%%
PR #128, opened 2019-11-22
Adding the POST /api/sources/:source_id/check_availability action

abellotti:
Adding the POST `/api/sources/:source_id/check_availability` action
- Action triggers an availability check on the Source[:source_id] specified
- Returns a 202 with empty {} body for now.

### DIFF
--- a/app/controllers/api/v1/sources_controller.rb
+++ b/app/controllers/api/v1/sources_controller.rb
@@ -15,6 +15,23 @@ module Api
 
         render :json => source, :status => :created, :location => instance_link(source)
       end
+
+      def check_availability
+        source = Source.find(params[:source_id])
+
+        Sources::Api::Messaging.client.publish_topic(
+          :service => "platform.topological-inventory.operations-#{source.source_type.name}",
+          :event   => "Source.availability_check",
+          :payload => {
+            :params => {
+              :source_id       => source.id,
+              :external_tenant => source.tenant.external_tenant
+            }
+          }
+        )
+
+        render :json => source, :status => :accepted
+      end
     end
   end
 end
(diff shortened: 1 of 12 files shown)


abellotti:
marking as wip, needs some more testing and specs.

app/controllers/api/v1/sources_controller.rb
```diff
@@ -15,6 +15,23 @@ def create
...
+        source = Source.find(params[:source_id])
+
+        Sources::Api::Messaging.client.publish_topic(
+          :service => "platform.topological-inventory.operations-#{source.source_type.name}",
+          :event   => "Source.availability_check",
+          :payload => {
+            :params => {
+              :source_id       => source.id.to_s,
+              :external_tenant => source.tenant.external_tenant
+            }
```
agrare: We should create a task so the requester can track the progress of the availability check, pass the task ID in as a param, and return the ID to the caller

agrare: Scratch that, we're going to hold off on the UI blocking on the availability check

abellotti:
moved back to wip, not sure we want to return the source, if future enhancements may be to include tasks,  thinking of just the 202/no_content for this.  @agrare ?

agrare:
@abellotti yeah that sounds good to me

lib/sources/api/messaging.rb
```diff
@@ -0,0 +1,16 @@
+module Sources
+  module Api
+    module Messaging
+      def self.client
+        require "manageiq-messaging"
+
+        @client ||= ManageIQ::Messaging::Client.open(
```
agrare: Can you update `Sources::Api::Events` to use this messaging client?

PR #132, opened 2019-12-04
Add an availability check URL for applications

agrare:
Add a URL for applications to register to allow for per-app availability
checking of sources.

This will be invoked by the normal availabililty check (scheduled and
on-demand) for all enabled applications for a source.

Applications will receive a POST action to check the availability of all
related resources for the specified source by ID, then the application
will update the source via the API to set the availability_status.

### DIFF
--- a/db/migrate/20191204145726_add_availability_check_url_to_application_types.rb
+++ b/db/migrate/20191204145726_add_availability_check_url_to_application_types.rb
@@ -1,0 +1,5 @@
+class AddAvailabilityCheckUrlToApplicationTypes < ActiveRecord::Migration[5.2]
+  def change
+    add_column :application_types, :availability_check_url, :string
+  end
+end


abellotti:
Hi @agrare this is fine.

How is this to be updated ? PATCH /application_types/{id} for apps to update their url or
something else, maybe a configmap loading in this info since this is more of a system
configuration setting.

agrare:
@abellotti I was picturing a PR to update the application_type seed https://github.com/RedHatInsights/sources-api/blob/master/db/seeds/application_types.rb

abellotti:
That works 👍 , though that means having to redeploy sources anytime another app type updates their app url, there may be other options.

gtanzillo:
I wouldn't expect the URL to change very often. I would expect that to be tied to a change on the application side where there was a need to change the URL for some reason.

agrare:
Yeah, this is the same process for everything that we seed.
%%
Exercise description - The answer should repeat every line of the listing exactly.

Task answer -
PR #128, opened 2019-11-22
Adding the POST /api/sources/:source_id/check_availability action

abellotti:
Adding the POST `/api/sources/:source_id/check_availability` action
- Action triggers an availability check on the Source[:source_id] specified
- Returns a 202 with empty {} body for now.

### DIFF
--- a/app/controllers/api/v1/sources_controller.rb
+++ b/app/controllers/api/v1/sources_controller.rb
@@ -15,6 +15,23 @@ module Api
 
         render :json => source, :status => :created, :location => instance_link(source)
       end
+
+      def check_availability
+        source = Source.find(params[:source_id])
+
+        Sources::Api::Messaging.client.publish_topic(
+          :service => "platform.topological-inventory.operations-#{source.source_type.name}",
+          :event   => "Source.availability_check",
+          :payload => {
+            :params => {
+              :source_id       => source.id,
+              :external_tenant => source.tenant.external_tenant
+            }
+          }
+        )
+
+        render :json => source, :status => :accepted
+      end
     end
   end
 end
(diff shortened: 1 of 12 files shown)


abellotti:
marking as wip, needs some more testing and specs.

app/controllers/api/v1/sources_controller.rb
```diff
@@ -15,6 +15,23 @@ def create
...
+        source = Source.find(params[:source_id])
+
+        Sources::Api::Messaging.client.publish_topic(
+          :service => "platform.topological-inventory.operations-#{source.source_type.name}",
+          :event   => "Source.availability_check",
+          :payload => {
+            :params => {
+              :source_id       => source.id.to_s,
+              :external_tenant => source.tenant.external_tenant
+            }
```
agrare: We should create a task so the requester can track the progress of the availability check, pass the task ID in as a param, and return the ID to the caller

agrare: Scratch that, we're going to hold off on the UI blocking on the availability check

abellotti:
moved back to wip, not sure we want to return the source, if future enhancements may be to include tasks,  thinking of just the 202/no_content for this.  @agrare ?

agrare:
@abellotti yeah that sounds good to me

lib/sources/api/messaging.rb
```diff
@@ -0,0 +1,16 @@
+module Sources
+  module Api
+    module Messaging
+      def self.client
+        require "manageiq-messaging"
+
+        @client ||= ManageIQ::Messaging::Client.open(
```
agrare: Can you update `Sources::Api::Events` to use this messaging client?

PR #132, opened 2019-12-04
Add an availability check URL for applications

agrare:
Add a URL for applications to register to allow for per-app availability
checking of sources.

This will be invoked by the normal availabililty check (scheduled and
on-demand) for all enabled applications for a source.

Applications will receive a POST action to check the availability of all
related resources for the specified source by ID, then the application
will update the source via the API to set the availability_status.

### DIFF
--- a/db/migrate/20191204145726_add_availability_check_url_to_application_types.rb
+++ b/db/migrate/20191204145726_add_availability_check_url_to_application_types.rb
@@ -1,0 +1,5 @@
+class AddAvailabilityCheckUrlToApplicationTypes < ActiveRecord::Migration[5.2]
+  def change
+    add_column :application_types, :availability_check_url, :string
+  end
+end


abellotti:
Hi @agrare this is fine.

How is this to be updated ? PATCH /application_types/{id} for apps to update their url or
something else, maybe a configmap loading in this info since this is more of a system
configuration setting.

agrare:
@abellotti I was picturing a PR to update the application_type seed https://github.com/RedHatInsights/sources-api/blob/master/db/seeds/application_types.rb

abellotti:
That works 👍 , though that means having to redeploy sources anytime another app type updates their app url, there may be other options.

gtanzillo:
I wouldn't expect the URL to change very often. I would expect that to be tied to a change on the application side where there was a need to change the URL for some reason.

agrare:
Yeah, this is the same process for everything that we seed.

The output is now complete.